I have daily timeseries for different companies from different industries and work with PostgreSQL. 我每天为来自不同行业的不同公司提供时间序列,并使用PostgreSQL。 I start right with an example to explain my problem. 我从一个例子开始,来解释我的问题。 What I have is this: 我所拥有的是:

+------------+---------+-------------+----+
|    day     | company | industry    | v  |
+------------+---------+-------------+----+
| 2012-01-12 | A       | consumer    | 2  |
| 2012-01-12 | B       | consumer    | 2  |
| 2012-01-12 | C       | health      | 4  |
| 2012-01-12 | D       | health      | 4  |
| 2012-01-13 | A       | consumer    | 5  |
| 2012-01-13 | B       | consumer    | 5  |
| 2012-01-13 | C       | health      | 7  |
| 2012-01-13 | D       | health      | 7  |
| 2012-01-16 | A       | consumer    | 8  |
| 2012-01-16 | B       | consumer    | 8  |
| 2012-01-16 | C       | health      | 3  |
| 2012-01-16 | D       | health      | 3  |
+------------+---------+-------------+----+

There are different companies from different industries with some value v as daily average across industries. 不同行业的公司不同,某些行业的日平均价值为v。 What I would need is this: 我需要的是:

+------------+---------+----------+---+------------+
|    day     | company | industry | v | delta_v    |
+------------+---------+----------+---+------------+
| 2012-01-12 | A       | consumer | 2 | NULL       |
| 2012-01-12 | B       | consumer | 2 | NULL       |
| 2012-01-12 | C       | health   | 4 | NULL       |
| 2012-01-12 | D       | health   | 4 | NULL       |
| 2012-01-13 | A       | consumer | 5 | 1.5        |
| 2012-01-13 | B       | consumer | 5 | 1.5        |
| 2012-01-13 | C       | health   | 7 | 0.75       |
| 2012-01-13 | D       | health   | 7 | 0.75       |
| 2012-01-16 | A       | consumer | 8 | 0.6        |
| 2012-01-16 | B       | consumer | 8 | 0.6        |
| 2012-01-16 | C       | health   | 3 | -0.571428  |
| 2012-01-16 | D       | health   | 3 | -0.571428  |
+------------+---------+----------+---+------------+

I need the daily change of variable v.

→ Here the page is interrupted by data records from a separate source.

PR #1229, opened 2026-06-05
Distribute remote compiles across all paired build servers

### LINKED ISSUE #1225: Add parallel dispatch with real time re-routing with when adding new build servers
### What happened?

I have successfully paired with two headless build servers but it seems that the dashboard always only uses one/the first to distribute compile tasks to.

It also only distributes tasks to build hosts that have already been available at the time of submitting the tasks. If I add another build host while the (very long) list of compile tasks is being worked on, the new build host is not included on the fly.

### Dashboard version

2026.5.3

### How did you install it?

### Where is it running?

Home Assistant App

### Relevant logs / errors

```shell

```

### Anything else?

_No response_

bdraco:

A paired offloader now spreads remote compiles across every connected build server at once instead of only the first, and it chooses the server when a slot frees, so a host paired or freed mid queue gets used without a fresh install. Local builds are untouched; a local only setup is just a pool of one. If a build server drops mid build the compile reroutes to the next free worker, with bounded retries.

The first commit adds a busy_build_server_pins filter to the scheduler with no behaviour change; the second adds the pool plus the dispatch loop.

- fixes https://github.com/esphome/device-builder/issues/1225

## Types of changes

## Frontend coordination

- [x] Companion frontend PR: esphome/device-builder-frontend#645

## Checklist


bdraco:
Thanks for the review. Addressed in 320ee392:

**🟡 Important**

1. **JOB_STARTED re-fires on re-route** — confirmed the frontend is idempotent: `handleJobEvent` routes `job_started` to `upsertJob`, which does `_firmwareJobs.set(job.job_id, job)` (a Map keyed by `job_id`), so a repeat re-enters RUNNING on the same row rather than creating a duplicate or resetting derived state. No idempotency change needed. Companion frontend PR esphome/device-builder-frontend#645 adds the `REMOTE_PENDING` enum value + a "Waiting for a build server" hint (the source line is otherwise blank until a server binds); the frontend-coordination box is now ticked.

2. **Architecture docs** — added a "Remote build-server pool" section to `docs/ARCHITECTURE.md` (REMOTE_PENDING resolution, the dispatch loop beside the two lanes, `pick_dispatch_target`'s WAIT outcome, `_MAX_SERVER_LOSS_RETRIES`, restart re-dispatch) and updated the CLAUDE.md two-lanes note. Docs checkbox ticked.

**Re-route reset (summary flag)** — `_return_to_pool` now calls a new `FirmwareJob.clear_run_state` instead of `reset()`, so a server-loss re-route no longer stamps the log with a "dashboard restarted mid-build" notice. `reset()` is now `clear_run_state` + that notice. Regression assertion added.

**🟢 Suggestions**

1. **Cancel race in the in-flight setup window** — already handled, and now noted: `run_remote_job` registers its `cancel_event` and immediately replays `if job_id in cancel_requested: cancel_event.set()` (remote_runner.py:178), so a cancel that lands before the event exists is honored. Same code as the lane path; covered by `test_remote_compile_cancel_before_runner_registers_event_still_fires`.

2. **pairing-None re-pass** — now re-arms `wake` in the `get_pairing is None` branch so a missed peer-link-close event can't strand the compile; the next pass re-snapshots (without the unpaired pin) and resolves, so it's bounded to one extra pass. Regression assertion added (`test_unpair_race_leaves_job_pending`).

bdraco:
Thanks @copilot — both addressed in 741b0317.

Both comments describe a cancel landing in the window between `_dispatch_to_server` spawning the driver and `_drive_remote` stamping RUNNING. Worth noting that under the production scheduler this window doesn't actually open: `create_background_task` is **eager** (`create_eager_task`), so `_drive_remote`'s `begin_run` prologue (RUNNING + JOB_STARTED) runs synchronously and returns control to `_dispatch_to_server` *before* `start()` records the in-flight binding, with no `await` between — so the job goes QUEUED → RUNNING+in-flight atomically from any other task's view, and a cancel sees the RUNNING/in-flight branch (which `run_remote_job` then honors via its `cancel_requested` replay).

That said, relying on eager timing is fragile, so I added the guards you suggested to make it correct under *any* scheduling:

1. **`_drive_remote` terminal guard** — at the start of the driver, if the job is already terminal it frees its pool slot and returns without starting the build, so a late cancel can't be overwritten back to RUNNING or submitted remotely.
2. **Cancel releases the in-flight binding** — the QUEUED cancel branch now calls a new `RemoteDispatchState.discard` (drop + release), clearing both the waiting entry and any in-flight binding so the server pin is freed.

Tests added: `test_drive_remote_skips_build_when_already_terminal` (driver no-ops + frees the slot, `run_remote_job` never called) and `test_cancel_queued_but_bound_in_flight_frees_the_server` (cancel clears the binding, `busy_pins()` empty).

bdraco:
Good catch koan — real bug, fixed in 31e00f24.

`_drive_remote` only caught `RemoteServerLostError`, so any other exception escaping `run_remote_job` ran the `finally` without finalizing (status still RUNNING → `end_run`/`finalize_bookkeeping` no-op, `JOB_FAILED` never fires), leaving the job spinning forever. This was exactly the lane-vs-pool divergence the begin_run/end_run refactor was meant to close, but the *error* finalization hadn't been shared yet.

Fix mirrors the lane runner's guarantee and shares it:
- Extracted `lifecycle.finalize_unexpected_error(controller, job, exc)` — cancel intent wins (`cancel_requested` → CANCELLED), else `job.error = str(exc)` + `_finalize_terminal(FAILED)`, with the `logging.exception`.
- Both `runner.execute_job`'s `except Exception` and `_drive_remote` now call it, so an uncaught raise always produces a terminal event on either path. `_drive_remote` also re-raises `CancelledError` (run_remote_job already finalized it on the way out).

Test added: `test_drive_remote_finalizes_failed_on_unexpected_exception` — a generic raise out of `run_remote_job` lands `job.status is FAILED`, fires `JOB_FAILED`, and frees the server (`busy_pins()` empty).

bdraco:
Thanks koan. Acknowledging the startup-grace suggestion and keeping it as-is by design.

The 30s grace does also delay a fresh interactive install submitted in the first 30s after the process starts. That's an accepted trade for simplicity: nobody is realistically logging in and kicking off a build within the first 30 seconds of the dashboard starting up, so the window where it matters is effectively empty. Racing the grace against an early-exit (peer-link-open + non-empty pending) or splitting the grace to only gate the restored-job fall-to-local path both add control-flow complexity to cover a case that doesn't occur in practice. If it ever proves to be a real annoyance we can revisit, but the simple unconditional sleep is the right call for now.

Everything else (off-lane terminality, single-router pool transitions, busy-pin re-derive, WAIT vs NO_COMPATIBLE_PEER, eager-task cancel window) you've already confirmed. The commits after this review's HEAD are pure cleanup — pushing the run-state mutations onto the model (mark_running / revert_to_pending_remote), an error= kwarg on finalize_terminal, and dropping a dead tuple half in the scheduler.

PR #1238, opened 2026-06-05
Cover the off-lane CancelledError and pool-retry server-loss raise

bdraco:

Adds the two lines of test coverage Codecov flagged on #1229 after it merged. Both are real branches the higher-level pool tests bypassed by mocking `run_remote_job`, so the internal raise/re-raise never executed:

* `remote_dispatch._drive_remote`'s `except asyncio.CancelledError: raise` — a test now raises `CancelledError` out of `run_remote_job` and asserts it propagates (shutdown-cancel) while the `finally` still frees the pool slot.
* `remote_runner._await_terminal`'s `raise RemoteServerLostError` — a mid-build session loss with `retry_on_server_loss=True` now drives the real `run_remote_job` (not a mock), asserting it raises rather than finalising the job locally, so the dispatch pool can re-route it.

Tests only; no production change.

- follows up https://github.com/esphome/device-builder/pull/1229

## Types of changes

## Frontend coordination

## Checklist

### DIFF
--- a/tests/controllers/firmware/test_remote_dispatch.py
+++ b/tests/controllers/firmware/test_remote_dispatch.py
@@ -373,6 +373,36 @@ async def test_drive_remote_finalizes_failed_on_unexpected_exception(
     assert pool.busy_pins() == frozenset()
 
 
+async def test_drive_remote_reraises_cancelled_error_and_frees_slot(
+    firmware_controller_factory: FirmwareControllerFactory,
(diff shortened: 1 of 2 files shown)


bdraco:
Good catch — fixed in 7b212e26. Collapsed the second test's docstring to a single line (the dispatch-pool re-route rationale was the production story, which belongs in the commit, not the docstring); the assertions and inline comments carry it. Now matches the sibling CancelledError test.

PR #1260, opened 2026-06-06
Skip storage regen for secrets.yaml; centralize the secrets-file check

bdraco:

Saving secrets.yaml kicked off a storage regen the same way a device config does, but secrets.yaml has no build dir, so storage_regen logged a stale config hash warning on every secrets write. It now skips secrets.yaml at the regen entry point, so the warning is gone.

While here I pulled the secrets.yaml special case into one place, `constants.is_secrets_file` and `constants.SECRETS_FILENAME`; the literal was duplicated across the version history seed, the bundle import, the config writer, the mqtt coordinator, and the config-save path, so now only constants.py holds it. It lives in constants.py rather than secrets_state.py so lightweight modules can import it without pulling in ruamel.

- N/A; caught in the logs of a running dashboard

## Types of changes

## Frontend coordination

## Checklist

### DIFF
--- a/esphome_device_builder/constants.py
+++ b/esphome_device_builder/constants.py
@@ -3,6 +3,7 @@
 from __future__ import annotations
 
 from importlib.metadata import PackageNotFoundError, version
+from pathlib import Path
 
 
 def _resolve_version() -> str:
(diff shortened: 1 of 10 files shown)


esphbot (approved):
No blocking issues found.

For example the average value for v for industry "consumer" on 2012-01-12 is 2 and on 2012-01-13 it is 5. Thus the growth is (5-2)/2 = 1.5. 我需要变量v的每日变化。例如,行业“消费者”在2012年1月12日的平均值为2,在2012年1月13日为5。因此,增长率为(5-2)/ 2 = 1.5。

I tried this: 我尝试了这个:

    SELECT * 
           , (v - LAG(v) OVER (PARTITION BY industry ORDER BY day) )
           / LAG (v) OVER (PARTITION BY industry ORDER BY day) AS delta_v
    FROM mytable
    ORDER BY day, industry

The problem is it computes the change in value v also "intra-days", if there is more than one company from the same industry on one day. 问题是,如果同一天有来自同一行业的多家公司,那么它也会“在几天内”计算出价值的变化v。

I hope it just needs a small correction in the "PARTITION BY" - clause, but I really can't figure out how to do it. 我希望只需要在“ PARTITION BY”-子句中进行一些更正,但我真的不知道该怎么做。 Do you have any ideas that can help me? 您有什么想法可以帮助我吗?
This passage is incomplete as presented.